Monday, January 19, 2015

Dolan Morgan's Treatment for Writer's Block

In the 71st in a series of posts on 2014 books entered for The Story Prize, Dolan Morgan, author of That's When the Knives Come Out (Aforementioned Productions) describes his solution to an all too common malady.

For years, “writer’s block” eluded me as a concept. I did not understand what it meant or even how it could be deemed a real affliction. Were people really having this problem? How did they know? I considered the term at best a melodramatic cover for laziness, and at worst a sign of innate inability.
I was wrong, of course, and a fool. I cringe now thinking of the way, in my youth, I would parade around and demand that people who think they have writer’s block should just sit down, get over themselves, and write already, that ideas come from action and not from perfect planning. Anyone who has experienced writer’s block knows that this is not only terrible advice but dangerous too—because writer’s block is real. It’s physical, invasive, and persistent. I learned this the hard way, and spent weeks recovering.

Now when I have writer’s block, I follow a strict regimen that I think many others could benefit from. First, I remain ever vigilant for symptoms and signs. With every new word, paragraph, or edit, I take stock of my surroundings and consider my mind and body. This must be done holistically, as things aren’t always cut and dry in life. To be safe, I go immediately into action if two or more of the following circumstances present themselves while writing:

  • Persistent checking of social media.
  • Discoloration around mouth and lips.
  • Hands that smell like chemicals, such as white out or mercury.
  • Burns, stains, and odors on my body (or even clothing, desks, laptops, and other objects in the area, especially paper).
  • Vomiting, labored breathing, drowsiness, confusion, or other deviations from my usual routine.

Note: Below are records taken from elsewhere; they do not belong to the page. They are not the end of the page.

PR #145, opened 2020-03-24
cleanup javadocs

nkramer44:

Clean up javadocs and imports for ILP classes.

### Context of Change
Javadocs should be accurate and up to date.

### Type of Change

- [x] Documentation Updates

## Before / After
Some incorrect javadocs -> correct javadocs

## Test Plan
NA


src/main/java/io/xpring/ilp/IlpClientDecorator.java
```diff
@@ -5,19 +5,17 @@
...
 public interface IlpClientDecorator {
 
     /**
      * Get the balance of the specified account on the connector.
      *
-     * @param accountId The account ID to get the balance for.
-     * @param bearerToken Authentication bearer token.
-     * @return A {@link BigInteger} with the number of drops in this account.
+     * @param accountId The accountId to get the balance for.
+     * @param bearerToken Access token used for authentication.
```
sappenin: We should clarify that this value should _not_ have the prefix "Bearer ". In fact, we should probably not call this a bearer token, but should call it an `accessToken` so that people aren't confused.

nkramer44: Good point.  Now that I look at how we're handling tokens, xpring4j doesn't check to see if the token starts with "Bearer " before prepending it, whereas the other SDKs do check.  Maybe all 3 SDKs should assume that the token does **not** have a "Bearer " prefix and always prepend the token with "Bearer "

nkramer44: Agreed.  I'll do this in a separate PR.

If confronted with these, I step slowly away from my computer and retire to the bathroom—where I keep a special kit containing all relevant tools.
Tweezers: Aggressive treatment

First, I give my body a quick search for the affected area. This is usually indicated by redness, swelling or tenderness to the touch. I carefully soak the affected area with a hot saline solution. This helps to draw the writer’s block to the surface. If necessary, I prick the center with a needle (but generally the sensitive skin opens all on its own as tension grows). From there, I use an index finger and thumb to squeeze the so-called hotspot, puckering the opening to reveal my wriggling writer’s block, and then I pull out “the head” with a set of tweezers. A long string or tail will emerge behind it and must be gathered from the body. It will come out smoothly if there are no sudden movements. When I feel a tug or tightness deep within the chest (usually near my heart), I sever the tail with scissors or sharp blades. After placing the writer’s block in a sealable container and cleaning up the blood, I apply rubbing alcohol and a household band-aid, then let out a sigh of relief.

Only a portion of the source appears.